Insufficient healing of aneurysms following treatment with vascular occlusion devices put patients at severe risk of fatal rupture. Therefore, promoting healing and not just occlusion is vital to enhance aneurysm healing. Following occlusion device implantation, healing is primarily orchestrated by macrophage immune cells, ending with fibroblasts depositing collagen to stabilize the aneurysm neck and dome, preventing rupture. Several modified occlusion devices are available currently on-market. Previous in vivo work demonstrated that modifications of occlusion devices with a shape memory polymer foam had enhanced aneurysm healing outcomes. To better understand cellular response to occlusion devices and improve aneurysm occlusion device design variables, we developed an in vitro assay to isolate prominent interactions between devices and key healing players: macrophages and fibroblasts. We used THP-1 monocyte derived macrophages and human dermal fibroblasts in our cell culture models. Macrophages were allowed device contact with on-market competitor aneurysm occlusion devices for up to 96 h, to allow for any spontaneous device-driven macrophage activation. Macrophage secreted factors were captured in the culture media, in response to device-specific activation. Fibroblasts were then exposed to device-conditioned macrophage media (with secreted factors alone), to determine if there were any device-induced changes in collagen secretion. Our in vitro studies were designed to test the direct effect of devices on macrophage activation, and the indirect effect of devices on collagen secretion by fibroblasts to promote aneurysm healing and stabilization. Over 96 h, macrophages displayed significant migration toward and interaction with all tested devices. As compared to other devices, shape memory polymer foams (SMM, Shape Memory Medical) induced significant changes in gene expression indicating a shift toward an anti-inflammatory pro-healing M2-like phenotype. Similarly, macrophages in contact with SMM devices secreted more vascular endothelial growth factor (VEGF) compared with other devices. Macrophage conditioned media from SMM-contacted macrophages actively promoted fibroblast secretion of collagen, comparable to amounts observed with exogenous stimulation via VEGF supplementation.
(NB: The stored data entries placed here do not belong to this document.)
PR #20201, opened 2025-09-19
chore(protocol): simplify and make the whitelist more efficient

ggonzalez94:
I've been running gas benches on a fork of the devnet, and the first thing I found is that the `PreconfWhitelist` check is actually quite expensive, and the main reason is how we are getting the randomness(multiple loops and calling precompiles). I believe this is overkill and we can simplify a lot.

This PR also:
- removes the fallback preconfer(it is the same as just having one whitelisted actor)
- removes some now unused variables and requires


packages/protocol/contracts/layer1/preconf/iface/IPreconfWhitelist.sol
```diff
@@ -24,6 +24,7 @@ interface IPreconfWhitelist {
     error OperatorAlreadyExists();
     error OperatorAlreadyRemoved();
     error OperatorNotAvailableYet();
+    error CannotRemoveLastOperator();
```
dantaik: sort errors

packages/protocol/contracts/layer1/preconf/impl/PreconfRouter.sol
```diff
@@ -48,11 +44,8 @@ contract PreconfRouter is EssentialContract, IProposeBatch {
     {
         // Sender must be the selected operator for the epoch
         address preconfer = preconfWhitelist.getOperatorForCurrentEpoch();
-        if (preconfer != address(0)) {
-            require(msg.sender == preconfer, NotPreconfer());
-        } else if (fallbackPreconfer != address(0)) {
-            require(msg.sender == fallbackPreconfer, NotFallbackPreconfer());
-        }
+        require(preconfer != address(0), ProposerIsNotPreconfer());
```
dantaik, line 47: we don't need this check as the next check will guarantee preconfer won't be 0 as msg.sender won't be 0.

dantaik:
@cyberhorsey is the current fallback preconfer our preconfer or we have two addresses? Will our software needs to be modified to use one single address?

dantaik (approved):

packages/protocol/contracts/layer1/preconf/impl/PreconfRouter.sol
ggonzalez94: We're not going to use the PreconfRouter anymore, since it is not part of Shasta, so we'll probably remove it from the codebase later

davidtaikocha (approved):

PR #20207, opened 2025-09-20
chore(protocol): add more tests and benches

ggonzalez94:
Work on the test suite, specifically around propose and finalize


ggonzalez94:
closing this one since it became very outdated. Will open a new one when I'm back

Our data indicate that SMM devices may promote good aneurysm healing outcomes, because collagen production is an essential step to ultimately stabilize an aneurysm.

动脉瘤闭塞装置中巨噬细胞促进愈合的程度
使用血管闭塞装置治疗后,动脉瘤的愈合不足会使患者面临致命破裂的严重风险。因此,促进愈合而不仅仅是闭塞对于提高动脉瘤愈合至关重要。植入闭塞装置后,愈合主要由巨噬细胞免疫细胞协调,最后由成纤维细胞沉积胶原蛋白,以稳定动脉瘤颈和穹顶,防止破裂。目前市场上有几种改良的闭塞装置。之前的体内研究表明,使用形状记忆聚合物泡沫对闭塞装置进行改良可提高动脉瘤愈合效果。为了更好地了解细胞对闭塞装置的反应并改进动脉瘤闭塞装置的设计变量,我们开发了一种体外试验来分离装置与关键愈合参与者(巨噬细胞和成纤维细胞)之间的突出相互作用。我们在细胞培养模型中使用了 THP-1 单核细胞衍生巨噬细胞和人类真皮成纤维细胞。允许巨噬细胞与市场上同类动脉瘤闭塞器械接触长达 96 小时,以允许任何由器械驱动的巨噬细胞自发活化。在培养基中捕获巨噬细胞分泌的因子,以应对特定装置的激活。然后将成纤维细胞暴露于设备调节过的巨噬细胞培养基(仅含有分泌因子)中,以确定胶原蛋白分泌是否有任何设备诱导的变化。我们的体外研究旨在测试设备对巨噬细胞活化的直接影响,以及设备对成纤维细胞分泌胶原蛋白以促进动脉瘤愈合和稳定的间接影响。在 96 小时内,巨噬细胞向所有测试装置迁移并与之相互作用。与其他装置相比,形状记忆聚合物泡沫(SMM,Shape Memory Medical)诱导的基因表达发生了显著变化,表明巨噬细胞向抗炎促进愈合的 M2 类表型转变。同样,与其他设备相比,接触 SMM 设备的巨噬细胞分泌更多的血管内皮生长因子(VEGF)。来自与 SMM 接触的巨噬细胞的条件培养基能积极促进成纤维细胞分泌胶原蛋白,与通过补充血管内皮生长因子观察到的外源性刺激量相当。我们的数据表明,SMM 装置可促进动脉瘤的良好愈合,因为胶原蛋白的产生是最终稳定动脉瘤的重要步骤。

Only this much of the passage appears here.